Linear Discriminant Analysis vs. Principal Component Analysis: Which Method is Better for Dimensionality Reduction?

January 12, 2022

Introduction

In machine learning, it's common to have a dataset with a large number of features. While having a large number of features can be helpful for building accurate models, it can also lead to overfitting and slow model training time. Dimensionality reduction is a technique that can help solve these issues by reducing the number of features in a dataset while preserving the important information. Two commonly used dimensionality reduction techniques are Linear Discriminant Analysis (LDA) and Principal Component Analysis (PCA). In this blog post, we will look at the differences between these two techniques and help you decide which one is better for your needs.

Linear Discriminant Analysis (LDA)

LDA is a supervised learning technique that is commonly used for classification problems. The goal of LDA is to find a linear combination of features that maximizes the separation between classes.

Here are some advantages of LDA:

LDA can handle multiple classes with a small number of samples for each class.
LDA can be used for feature extraction as well as dimensionality reduction.
LDA assumes that the data follows a normal distribution.

Here are some disadvantages of LDA:

LDA is sensitive to outliers in the data.
LDA assumes that the classes have equal covariance matrices, which may not always be the case.

Principal Component Analysis (PCA)

PCA is an unsupervised learning technique that is commonly used for feature extraction and dimensionality reduction. The goal of PCA is to find a lower-dimensional representation of the data that preserves as much of the variance as possible.

Here are some advantages of PCA:

PCA is computationally efficient and can handle a large number of samples and features.
PCA can be used for feature extraction as well as dimensionality reduction.
PCA does not assume any specific distribution for the data.
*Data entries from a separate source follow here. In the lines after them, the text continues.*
Issue #211, opened 2022-03-01
Support bandstructure calculation for two-dimensional materials


unkcpz:
The main blocker of this feature is that the seekpath not yet support the kpath finding for all types of two-dimensional structures. Trace back to the discussion:

That implementation was not general enough. It required the cell to be already oriented in a given direction.
The difficult part is to standardise the orientation of the cell in the 2D case. 
If this is done, it's easy to then implement the definition of high-symmetry points for 2D.

_Originally posted by @giovannipizzi in https://github.com/giovannipizzi/seekpath/issues/76#issuecomment-618851600_

For the input structure which already has periodic_type=[True, True, False] the QeApp now raise the exception that it is not supported. We should in the future, create a input structure with proper orientation and use seekpath to get the correct k-path. While for the input structure that already has a vacuum layer set, the pymatgen detect it is 2D structure, besides raise a warning, the structure needs to be converted to the proper orientation so the seekpath can work properly.

giovannipizzi:
Probably this can be (almost) closed. Before closing, though, a few notes/request. 

1. Now the text "If your system has periodicity xy. Please select one of the five 2D Bravais lattices corresponding to your system." and the dropdown always appears, also for 3D systems. I think it's confusing, can this be hidden and one says simply "The path is selected automatically using seekpath [link]" if the system is 3D? 
2. When 2D, as discussed, use the logic in AiiDA/tools/data/array/kpoints/legacy
3. Both in 2D and 3D (for the future maybe, to move to a different issue?) can we have a way to specify optionally a list of k-points for the path? in the form 
   
    kpt_start kpt_end num_points
    kpt_start kpt_end num_points
    ...

unkcpz:
Thanks @giovannipizzi.

@AndresOrtegaGuerrero, let's find a time together to try to address them.

AndresOrtegaGuerrero:
Thank you , for the code in aiidalab_qe I implemented the same as here https://pubs.acs.org/doi/10.1021/acs.jpclett.2c02972 
I checked the function for 2d, https://github.com/aiidalab/aiidalab-qe/blob/98ebc43e66fbd0a49e47c89e2d24e20ebc084cc0/src/aiidalab_qe/plugins/bands/workchain.py#L59 

I noticed that there is difference in the oblique and in the  centered rectangular ,

PR #479, opened 2023-09-19
Allow structures with different periodicity

AndresOrtegaGuerrero:
The current PR allows QE app to use 1D along x-axis and 2D -xy materials 
- [X] Updata aiidalab-widget-base to newer version to allow periodicity view
- [X] Modify AddTagEditor to StructureData to allow to change of periodicity of StructureData
- [X] Removing constraint of 3D systems only
- [X] Generation of kpoints for 1D and 2D points based on kpoints_distance 
- [X] Selection of 2D symmetry path in Settings


superstar54 (changes requested):
@AndresOrtegaGuerrero Thanks for the PR. Two comments:
- periodicity belongs to the cell. I think moving it to the `Edit Cell` tab is better.
- The test coverage is down, but don't worry. I have a draft PR to test the plugin. So, for now, it's fine leave it

src/aiidalab_qe/plugins/bands/setting.py
```diff
@@ -50,6 +61,7 @@ def get_panel_value(self):
         return {
             "path": Str(self.path.value),
             "npoint": Int(self.npoint.value),
+            "two_dim_kpoints_path": self.two_dim_kpoints_path.value,
```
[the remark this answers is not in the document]
AndresOrtegaGuerrero: @superstar54 Thank you i will do the modifications, the only thing about the tab, if i do that change it will mean to do a PR in aiidalab widgets base , and then it means to close this PR until that one is approved. What do you think ?

src/aiidalab_qe/app/main.py
```diff
@@ -42,7 +42,7 @@ def __init__(self, qe_auto_setup=True):
             editors=[
                 BasicCellEditor(title="Edit cell"),
                 BasicStructureEditor(title="Edit structure"),
-                AddingTagsEditor(title="Edit tags"),
+                AddingTagsEditor(title="Edit StructureData"),
```
unkcpz, line 45: The `StructureData` is aiida specific and I'd suppose QeApp user don't understand it, so maybe call it "Edit site tags"?

src/aiidalab_qe/app/result/report.py
```diff
@@ -14,6 +14,12 @@
     "precise": "SSSP/1.2/PBE/precision",
 }
 
+PROTOCOL_BANDS_KPOINTS_MAP = {
+    "fast": 0.1,
+    "moderate": 0.025,
+    "precise": 0.1,
+}
+
```
unkcpz, line 22: Why this appear here? I guess it is from https://github.com/aiidalab/aiidalab-qe/pull/446 but that PR is now empty?

src/aiidalab_qe/plugins/bands/setting.py
```diff
@@ -36,12 +36,23 @@ def __init__(self, **kwargs):
             disabled=False,
             style={"description_width": "initial"},
         )
-
+        self.two_dim_kpoints_path = ipw.Dropdown(
+            description="Select 2D symmetry path:",
```
unkcpz, line 40: I remember there is a paper about how to select kpath for 2D: https://www.sciencedirect.com/science/article/pii/S0927025610002697?via%3Dihub

Is the method from this paper? Anyway, I think we should add a detailed description of what this path is about and how it is created. I'll be better an `ipw.HTML` widget for it dedicately.

src/aiidalab_qe/plugins/bands/setting.py
```diff
@@ -36,12 +36,23 @@ def __init__(self, **kwargs):
             disabled=False,
             style={"description_width": "initial"},
         )
-
+        self.two_dim_kpoints_path = ipw.Dropdown(
```
unkcpz, line 39:
```suggestion
        self.kpath_2d = ipw.Dropdown(
```
I guess this is better?

src/aiidalab_qe/plugins/bands/workchain.py
```diff
@@ -1,8 +1,162 @@
...
+from aiida.plugins import DataFactory, WorkflowFactory
 from aiida_quantumespresso.common.types import ElectronicType, SpinType
 
 PwBandsWorkChain = WorkflowFactory("quantumespresso.pw.bands")
 
+KpointsData = DataFactory("core.array.kpoints")
+
+
+# function to set the band path for one and two dimensional systems
+def one_two_dim_kpoints_path(structure, kpoints_distance, two_dim_kpoints_path):
```
unkcpz, line 11: Why this is 1d or 2d but only gets `two_dim_kpoints_path` as input? Is that possible to have a function for 1D and function for 2d seperated?

unkcpz (changes requested):
This PR will fix https://github.com/aiidalab/aiidalab-qe/issues/211.

Thanks a lot for the nice work! I am looking forward to getting this new feature so we can get rid of the 2d dimension warning.

I have some minor requests, I think this is a feature that requires a clear description in UI, so that user will not get confused.

unkcpz:
> The test coverage is down, but don't worry. I have a draft PR to test the plugin. So, for now, it's fine to leave it

@superstar54 If possible, please add a new commit to this PR, it is better to have implementation and test together.

src/aiidalab_qe/app/result/report.py
AndresOrtegaGuerrero: This is because , since the kpoints for 1D and 2D are defined via kpoints instead of bands_kpoints_distance, so since that information wont be in the extras of the workchain, i can call it here to print in the report.

src/aiidalab_qe/plugins/bands/setting.py
AndresOrtegaGuerrero: @unkcpz as a reference i defined the 5 symmetries , like here https://pubs.acs.org/doi/10.1021/acs.jpclett.2c02972 , i will add a description

src/aiidalab_qe/plugins/bands/workchain.py
AndresOrtegaGuerrero: yes i can split this into two functions, to make it clear , I will modify the code to have two independent functions

src/aiidalab_qe/app/main.py
AndresOrtegaGuerrero: The issues is that i added the periodicity in this editor since a change in cell editor will require a PR to aiidalab-widget-base

src/aiidalab_qe/plugins/bands/setting.py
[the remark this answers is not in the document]
superstar54: For me, it's OK to keep it here for the moment. Then, maybe you can add an issue to update it when it is added in aiidalab widget base.

superstar54:
> @superstar54 If possible, please add a new commit to this PR, it is better to have implementation and test together.

I can do this. I need to first fix the problem in the draft PR #472.  @AndresOrtegaGuerrero Would you mind if I push some common this branch?

AndresOrtegaGuerrero:
> > @superstar54 If possible, please add a new commit to this PR, it is better to have implementation and test together.
> 
> I can do this. I need to first fix the problem in the draft PR #472. @AndresOrtegaGuerrero Would you mind if I push some commit to your PR?

Please go ahead, I already add the changes that @unkcpz  suggested. There is editor thing pending for discussion :D

src/aiidalab_qe/app/result/report.py
unkcpz: Okay, then we can close #446?

src/aiidalab_qe/app/main.py
unkcpz: No problem, I am fine with implement it here and open an issue on aiidalab-widgets-base. Please also add a comment here link to the issue you open so we remember to replace it in the future.

src/aiidalab_qe/plugins/bands/workchain.py
```diff
@@ -1,7 +1,179 @@
...
+            "labels": ["\u0393", "X", "H_1", "C", "H", "Y", "\u0393"],
+        }
+    points_branch = []
+    num_per_branch = []
+    path = selected_paths[two_dim_kpoints_path]["path"]
+    labels = selected_paths[two_dim_kpoints_path]["labels"]
+    branches = pairwise(path)
+
+    # Calculate the number of points per branch and generate the kpoints
+    for branch in branches:
```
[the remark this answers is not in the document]
AndresOrtegaGuerrero: you meant using for `for branch in zip(*[iter(path)*2]:` ?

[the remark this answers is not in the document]
AndresOrtegaGuerrero: I tried it doesnt work

src/aiidalab_qe/plugins/bands/workchain.py
```diff
@@ -1,7 +1,179 @@
...
+    )
+    # Generate the kpoints
+    points = np.linspace(
+        start=[0.0, 0.0, 0.0],
+        stop=[0.5, 0.0, 0.0],
+        endpoint=True,
+        num=num_points_per_branch,
+    )
+    kpoints.set_kpoints(points.tolist())
+    kpoints.labels = [[0, "\u0393"], [len(points) - 1, "X"]]
```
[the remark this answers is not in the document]
AndresOrtegaGuerrero: Will do!

src/aiidalab_qe/plugins/bands/workchain.py
```diff
@@ -1,7 +1,179 @@
...
+                num=num_points_per_branch,
+            )
+        else:
+            points = np.linspace(
+                start=branch[0], stop=branch[1], num=num_points_per_branch
+            )
+        points_branch.append(points.tolist())
+        num_per_branch.append(num_points_per_branch)
+
+    list_kpoints = [item for sublist in points_branch for item in sublist]
```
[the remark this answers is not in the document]
AndresOrtegaGuerrero: @unkcpz  you mean like this 
`list_kpoints = []
for sublist in points_branch:
    for item in sublist:
        list_kpoints.append(item)`

because basically since points_branch is a list of list , the goal of the list comprehension is to concatanate into a single list , should i split it into two for loops or i put some comments to explain this step ?

src/aiidalab_qe/app/result/report.py
AndresOrtegaGuerrero: No this issue is not related

unkcpz:
> is not related to https://github.com/aiidalab/aiidalab-qe/pull/446 , that one is for the nscf calculation

I see, sorry for the misunderstanding. I am curious why #446 has no code changes.

```
 PROTOCOL_BANDS_KPOINTS_MAP = {
    "fast": 0.1,
    "moderate": 0.025,
    "precise": 0.1,
}
```

Is this from aiida-quantumespresso protocol or it is defined by you? If it is from QE plugin, can you simply use the value from there, so in the future these values are synchronized with QE plugin?

src/aiidalab_qe/common/widgets.py
```diff
@@ -581,3 +605,15 @@ def _reset_all_tags(self, _=None):
...
+        """Select periodicity."""
+        periodicity_options = {
+            "xyz": (True, True, True),
+            "xy": (True, True, False),
+            "x": (True, False, False),
+        }
+        new_structure = deepcopy(self.structure)
+        new_structure.set_pbc(periodicity_options[self.periodicity.value])
+        self.structure = None
+        self.structure = deepcopy(new_structure)
```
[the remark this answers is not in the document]
unkcpz: Fair, thanks for the explanation! Let's keep deepcopy for safty.

src/aiidalab_qe/plugins/bands/workchain.py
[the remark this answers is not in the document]
unkcpz: I see, then what about:

```python
for branch in zip(path[:-1], path[1:]):
    print(branch)
```

I think this will do the trick and be easy to understand.

src/aiidalab_qe/plugins/bands/workchain.py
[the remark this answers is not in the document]
unkcpz: I see, this is flat a 2D list. Then the list comprehension is the best. Can you add a comment on it? Thanks!

src/aiidalab_qe/app/result/report.py
unkcpz: Very sad, I got a thumbs down 😂

AndresOrtegaGuerrero: sorry!  hahah

src/aiidalab_qe/plugins/bands/workchain.py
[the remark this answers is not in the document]
AndresOrtegaGuerrero: It did! thanks!

src/aiidalab_qe/app/result/report.py
```diff
@@ -57,7 +71,10 @@ def _generate_report_dict(builder_parameters: dict):
     yield "energy_cutoff_rho", builder_parameters.get("energy_cutoff_rho")
     yield "scf_kpoints_distance", builder_parameters.get("scf_kpoints_distance")
     yield "bands_kpoints_distance", builder_parameters.get(
-        "bands_kpoints_distance", None
+        "bands_kpoints_distance",
+        bands_kpoints_distance(
+            builder_parameters.get("run_bands"), builder_parameters.get("protocol")
+        ),
```
unkcpz, line 77: @superstar54 Can you check if, under the current design, the bands_kpoins_distance can be stored somewhere to restore the report back, rather than use a function?  

When I created this `_generate_report_dict` function, I planned that there would be only the final value to yield, the logic process needed to happen before the parameters passed in.

src/aiidalab_qe/app/result/report.py
```diff
@@ -70,6 +87,7 @@ def _generate_report_dict(builder_parameters: dict):
     yield "initial_magnetic_moments", builder_parameters.get(
         "initial_magnetic_moments", None
     )
+    yield "periodicity", builder_parameters.get("periodicity", "xyz")
```
unkcpz, line 90: Similar here, the default value `"xyz"` should be set as default value in `builder_parameters`.

src/aiidalab_qe/app/structure/__init__.py
```diff
@@ -2,28 +2,11 @@
...
 Authors: AiiDAlab team
 """
-import warnings
 
 import aiida
 import ipywidgets as ipw
 import traitlets
 from aiidalab_widgets_base import WizardAppWidgetStep
-from pymatgen.analysis.dimensionality import get_dimensionality_larsen
-from pymatgen.analysis.local_env import CrystalNN
```
unkcpz, line 12: I am very happy that we can potentially get rid of `pymatgen`.

src/aiidalab_qe/common/widgets.py
```diff
@@ -15,7 +15,9 @@
 import ipywidgets as ipw
 import numpy as np
 import traitlets
-from aiida.orm import CalcJobNode, load_node
+from aiida.orm import CalcJobNode
+from aiida.orm import Data as orm_Data
```
unkcpz, line 19: I'd use `from aiida import orm` and `orm.CalcJobNode` and `orm.Data`.

src/aiidalab_qe/common/widgets.py
```diff
@@ -430,6 +432,7 @@ class AddingTagsEditor(ipw.VBox):
     structure = traitlets.Instance(ase.Atoms, allow_none=True)
     selection = traitlets.List(traitlets.Int, allow_none=True)
     input_selection = traitlets.List(traitlets.Int, allow_none=True)
+    structure_node = traitlets.Instance(orm_Data, allow_none=True, read_only=True)
```
unkcpz, line 435:
```suggestion
    structure_node = traitlets.Instance(orm.StructureData, allow_none=True, read_only=True)
```
This is a structure data, no?

src/aiidalab_qe/plugins/bands/setting.py
```diff
@@ -36,12 +36,29 @@ def __init__(self, **kwargs):
             disabled=False,
             style={"description_width": "initial"},
         )
-
+        self.kpath_2d_help = ipw.HTML(
+            """<div style="line-height: 140%; padding-top: 0px; padding-bottom: 5px">
+            If your system has periodicity xy. Please select one of the five 2D Bravais lattices corresponding to your system.
```
unkcpz, line 41:
```suggestion
            If the structure is two-dimensional, please select 2-dimensional Bravais lattices corresponding to the structure.
```

unkcpz (changes requested):
Thanks for updating the PR, just some very small further changing requests.

src/aiidalab_qe/app/result/report.py
unkcpz: But you can leave this one, and I'll have a quick discussion with @superstar54.
@AndresOrtegaGuerrero if you don't mind, I can directly add commits for this?

unkcpz:
> I update the PR i am waiting for Marnik for the review. 

Do you mean the bands kpoints distance protocol? @mbercx Can you have a look at it?

> I can do this. I need to first fix the problem in the draft PR https://github.com/aiidalab/aiidalab-qe/pull/472. @AndresOrtegaGuerrero Would you mind if I push some commit to your PR?

@superstar54, I give a go on #472, you can continue adding tests after that one is merged.

src/aiidalab_qe/app/result/report.py
AndresOrtegaGuerrero: Yes go ahead!

src/aiidalab_qe/app/result/report.py
AndresOrtegaGuerrero: that or we use a function to get the pbc from the StructureData

mbercx:
> @mbercx Can you have a look at it?

I'm confused. It this PR blocked by https://github.com/aiidalab/aiidalab-qe/pull/446? I left some comments there as I remember. I'm not sure if we have reached a conclusion, but I think I was leaning towards the following:

If the user wants to override the SCF k-points distance, we shouldn't ad-hoc override the NSCF k-points distance according to a somewhat arbitrary approach. It seems better to me that there is also an override for the NSCF k-points distance in this case. 

But I suppose this should be discussed on https://github.com/aiidalab/aiidalab-qe/pull/446, not sure why I was tagged for this here. ^^

unkcpz:
If I understand correctly, in this PR it defines a new "protocol" for kpoints distance, I think @AndresOrtegaGuerrero want you to have a look? 

I was confused about #446 because there is no code change, as I mentioned many times. See the screeshot, that's why I think @AndresOrtegaGuerrero move implementations to this PR. Can you double check you push your changes? 

image

Sorry if there is any misunderstanding. :pray:

superstar54:
@AndresOrtegaGuerrero @unkcpz I added the test for 1d and 2d bands. Now the codecov +0.22%.

I also deleted the old `path` and `npoint`, which are used for illustration only.

src/aiidalab_qe/app/result/report.py
```diff
@@ -14,6 +14,12 @@
     "precise": "SSSP/1.2/PBE/precision",
 }
 
+PROTOCOL_BANDS_KPOINTS_MAP = {
+    "fast": 0.1,
+    "moderate": 0.025,
+    "precise": 0.1,
```
superstar54, line 20:
```suggestion
    "precise": 0.01,
```

unkcpz:
I removed the logic in the report part, instead, the complex logic all happened when generating the builder parameters in the submission step. Please have a look at https://github.com/aiidalab/aiidalab-qe/pull/479/commits/b76bd70e840e54f9bfc5c584547a43344f05174d for moving "periodicity" and https://github.com/aiidalab/aiidalab-qe/pull/479/commits/358cd1d9624d2f629b7210654e1214dd135ce04c for moving the `bands_kpoints_distance`. In this way, we don't need to reclaim the protocol mapping because `bands_kpoints_distance` is stored in the builder. Actually, part of the code was implemented by @superstar54 already but comment out. I think this more or less conflicts with plugin design and remember you said you'll have a further PR to fix it, can you give it a look? Thanks.

superstar54:
> I removed the logic in the report part, instead, the complex logic all happened when generating the builder parameters in the submission step. Please have a look at [b76bd70](https://github.com/aiidalab/aiidalab-qe/commit/b76bd70e840e54f9bfc5c584547a43344f05174d) for moving "periodicity" and [358cd1d](https://github.com/aiidalab/aiidalab-qe/commit/358cd1d9624d2f629b7210654e1214dd135ce04c) for moving the `bands_kpoints_distance`. In this way, we don't need to reclaim the protocol mapping because `bands_kpoints_distance` is stored in the builder. Actually, part of the code was implemented by @superstar54 already but comment out. I think this more or less conflicts with plugin design and remember you said you'll have a further PR to fix it, can you give it a look? Thanks.

In  #481 , I refactor the report code, so that all the report-related parameters are handled in, and only in, the result step. and the `builder_parameters` is not needed anymore.

unkcpz:
So maybe we can merge this one first and then #481? I think this PR is all ready @AndresOrtegaGuerrero please have a look and we can merge.

unkcpz (approved):
I think this one is ready, and just had a quick chat with @superstar54 he is okay with all the changes.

Here are some disadvantages of PCA:

PCA does not take into account the classes or labels of the data.
PCA may not always be the best choice for classification problems.

Comparison of LDA and PCA

Now that we have looked at the advantages and disadvantages of LDA and PCA, let's compare them side by side:

	LDA	PCA
Supervision	Supervised	Unsupervised
Goal	Maximize separation between classes	Maximize variance
Best for	Classification problems	Feature extraction and dimensionality reduction
Assumptions	Normal distribution, equal covariance matrices	None
Sensitivity to	Outliers in the data	None
Variance Preservation	May not preserve as much variance as PCA	Tries to preserve as much variance as possible
Computationally	May be slower than PCA depending on the number of classes	Faster than LDA

Conclusion

Both LDA and PCA are useful techniques for dimensionality reduction. LDA is best suited for classification problems and handles multiple classes with a small number of samples for each class. PCA is best suited for feature extraction and dimensionality reduction, and can handle a large number of samples and features.

References:

Hastie T, Tibshirani R, and Friedman J. The Elements of Statistical Learning: Data Mining, Inference, and Prediction. Springer, 2009.
Liu L, Zeng X, and Gao X. "Principal component analysis and linear discriminant analysis for feature extraction." Journal of Acoustical Society of America, 139(6):2886-2895, 2016.